The MCAT test is a standardized, multiple choice exam that is administered in a period of four and a half hours. Before taking this test, it is advisable to review what will be on the exam and make sure you are well-versed in all the subject areas it covers. The skills and knowledge it tests include problem solving skills, critical thinking, fluency in social science concepts, and the knowledge needed to be able to study medicine effectively.

Become a Medical Doctor

In becoming a medical doctor, you have three options to choose between when it comes to deciding on the medical degree program that is right for you.

Get a Medical Degree (M.D.)

This focuses on the traditional diagnostic methods, as well as their treatments and medicinal therapies.

Become a Doctor of Osteopathic Medicine

This profession focuses on caring for and studying the musculoskeletal system of the human body.

Become a Doctor of Philosophy with a Medical Degree

Many schools offer a combination degree that allows you to obtain a M.D. and a Ph.D. This gives you two career path options, and offers increased financial support as well as fast tracking your ability to get a medical degree. This is because many schools offer a 3-year M.D. program for Ph.D. graduates.

Declare a Radiology Specialty

The third and fourth years of medical school involve clinical rotations. Early in the fourth year, you should have an opportunity to declare your specialty in radiology.

Pass the USMLE or the COMLEX

These tests stand for the United States Medical Licensing Exam (USMLE) and the Comprehensive Osteopathic Medical Licensing Exam (COMLEX). It is necessary for any aspiring radiologist to pass one of these exams to be capable of practicing their profession.

Complete a 4-Year Residency Program in Radiology

The United States is home to about 218 radiology residency programs, which offer around 890 positions annually.

Become Board Certified

In order to get certified, check the requirements on the American Board of Radiology’s website. Certification exam times are available there, as well as information to become Board Certified in your subspecialty of choice.

Get a Job

Once you have done all this, you’re ready to become a radiologist! You’re completely certified and ready to take on the job and begin helping people. The final thing you need to do is apply to jobs until you find one suited to you. It’s a good idea to look at public and private hospitals, as well as staffing agencies, medical groups, private practices, and teleradiology groups, to find a job opening.

At this point, you might think that your education is over, but actually, you’ll have to keep taking radiology courses in order to stay up to date on the latest technology and trends in the industry.

Start Helping People!

The last thing you need to do is start doing your job! Enjoy being a radiologist and the rewards that come with the job, including being able to help countless patients stay or get healthy!

Toni May works for a radiology CME company.

Wednesday, August 29, 2018

How To Read A Cervical Spine CT

Cervical spine imaging can be divided into traumatic and non-traumatic indications. This post will focus on trauma imaging, as the same ideas can be applied to non-traumatic cervical spines.

To assess the spine itself, start with the ABCDs.

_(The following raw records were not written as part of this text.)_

PR #1472, opened 2020-11-18
ICU-21388 Remove test case that does nothing so RuleBasedCollator can be marked as final.

jefgen:
The `RuleBasedCollator` class isn't marked as `U_FINAL`.

It appears as though the only reason the class isn't marked as final is due to test code in the `intltest` suite which subclasses the `RuleBasedCollator` class.
This is despite the fact that the `RuleBasedCollator` is documented as "not to be subclassed". (See: https://github.com/unicode-org/icu/blob/master/icu4c/source/i18n/unicode/tblcoll.h#L112).

However, the test code calling the test-only subclass has actually been commented out since 1999... see: https://github.com/unicode-org/icu/commit/256f5b22ad48ebcf6e1ec9350d4c7b31579176b9

It appears as though the only intent of the test case was to ensure that the `RuleBasedCollator` called `createCollationElementIterator` (and it did this by adding a `count` member), but the comment from 1999 notes that `RuleBasedCollator` doesn't call `createCollationElementIterator` anymore.

Removing this unused test code allows us to mark the `RuleBasedCollator` class as `U_FINAL` -- which can help the compiler to better optimize things by providing more opportunities for devirtualization.

----

This PR is for this commit: https://github.com/microsoft/icu/commit/45cf36afec69d101b591632ee3d0ed9ba75d3943

I thought that splitting up the commits into separate PRs would be easier to review the changes.
Link to other PRs with perf changes: #1471 #1473

[cc: @tarekgh as FYI.]

##### Checklist

- [x] Issue filed: https://unicode-org.atlassian.net/browse/ICU-21388
- [x] Issue accepted
- [ ] Tests included

### DIFF
--- a/icu4c/source/i18n/unicode/tblcoll.h
+++ b/icu4c/source/i18n/unicode/tblcoll.h
@@ -112,7 +112,7 @@ class UVector64;
  * Note, RuleBasedCollator is not to be subclassed.
  * @see        Collator
  */
-class U_I18N_API RuleBasedCollator : public Collator {
+class U_I18N_API RuleBasedCollator U_FINAL : public Collator {
 public:
     /**
      * RuleBasedCollator constructor. This takes the table rules and builds a
--- a/icu4c/source/test/intltest/regcoll.cpp
+++ b/icu4c/source/test/intltest/regcoll.cpp
@@ -984,96 +984,6 @@ void CollationRegressionTest::Test4139572(/* char* par */)
 
     delete col;
 }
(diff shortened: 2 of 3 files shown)


markusicu (approved):
lgtm tnx

markusicu:
ready to merge?

jefgen:
> ready to merge?

Yes, sorry was swamped with other things and haven't had time to look at the ICU perf related changes yet. However, this one is ready to merge.

Thank you for taking a look and reviewing!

  • Alignment: make sure the vertebral bodies line up with each other. There should be a normal cervical lordosis, although many trauma patients will be in a C-collar, which artificially straightens the lordosis. Straightening can also be a sign of spasm though. Elderly patients with degenerative changes may have varying degrees of spondylolisthesis. 
  • Bones: look for fractures, in all three planes
  • Cord / Canal: Look inside the canal to make sure there is no obvious abnormality. MRI is more sensitive to assess intracanalicular contents
  • Discs: Similar to C, look for disc herniation into the canal. 
Once the spinal column itself is assessed, look at the following areas for corner / soft findings:
  • Visualized brain / brain stem
  • Prevertebral soft tissues: a rule of thumb is that the thickness should be no more than 7 mm at C2 and 2 cm (20 mm) at C7. Fluid here can indicate underlying pathology such as an anterior longitudinal ligament tear. 
  • Thyroid
  • Lung apices
If there is any concern for ligamentous / soft tissue injury, an MRI of the cervical spine without contrast should be obtained.